### PROBLEM DETAILS
Answer with a single number: the count of lines below that hold "creation".

═════ SUPPLIED MATERIAL

PR #287, opened 2022-10-25
[TA] Remove "service" from premises creation and listing API calls

bryangaledxw:
# Context

See #285 

As we will be sending the service name as part of the header once #285 is merged in, we no longer need to send the `service` field as part of premises creation or the `service` query parameter when getting the list of premises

══════════

### RESPONSE BOX
2